MATERIAL SHOWN:
PR #1206, opened 2023-10-22
feat(filters): external webhook retry on status codes

buroa:
Adds the ability to retry specified status codes for external webhook filters


zze0s (approved):
Thanks for the PR @buroa!

This is a great addition that opens up for more advanced use! :rocket:

PR #1209, opened 2023-10-23
feat(indexers): add TheOldSchool

zze0s:
Add indexer TheOldSchool.

Related #1


martylukyy (approved):
LGTM under the assumption that the `uploader` var will always be announce even when anon.

PR #1211, opened 2023-10-23
feat(clients): Transmission support seedtime and ratiolimit

### LINKED ISSUE #581: [FEATURE REQ] - Transmission Seed Ratio/Time per action
As other clients already have, it would be nice if we were able to set Seed Ratio and Seed Time in the action Tranmission.

Thanks

zze0s:
Add support for setting Speed limits (ul/dl), ratio limit and seed time limits.

Related https://github.com/hekmon/transmissionrpc/issues/26

Fixes #581


zze0s:
This requires more work. The transmission library got updated and made breaking changes to how it's setup with url and port. And SeedIdleLimit needs fixing on their end.

Converting to draft for now.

ABOUT THIS EXERCISE:
Starting with the first line, give back the whole listing exactly.

SOLUTION FOR THIS PROBLEM:
PR #1206, opened 2023-10-22
feat(filters): external webhook retry on status codes

buroa:
Adds the ability to retry specified status codes for external webhook filters


zze0s (approved):
Thanks for the PR @buroa!

This is a great addition that opens up for more advanced use! :rocket:

PR #1209, opened 2023-10-23
feat(indexers): add TheOldSchool

zze0s:
Add indexer TheOldSchool.

Related #1


martylukyy (approved):
LGTM under the assumption that the `uploader` var will always be announce even when anon.

PR #1211, opened 2023-10-23
feat(clients): Transmission support seedtime and ratiolimit

### LINKED ISSUE #581: [FEATURE REQ] - Transmission Seed Ratio/Time per action
As other clients already have, it would be nice if we were able to set Seed Ratio and Seed Time in the action Tranmission.

Thanks

zze0s:
Add support for setting Speed limits (ul/dl), ratio limit and seed time limits.

Related https://github.com/hekmon/transmissionrpc/issues/26

Fixes #581


zze0s:
This requires more work. The transmission library got updated and made breaking changes to how it's setup with url and port. And SeedIdleLimit needs fixing on their end.

Converting to draft for now.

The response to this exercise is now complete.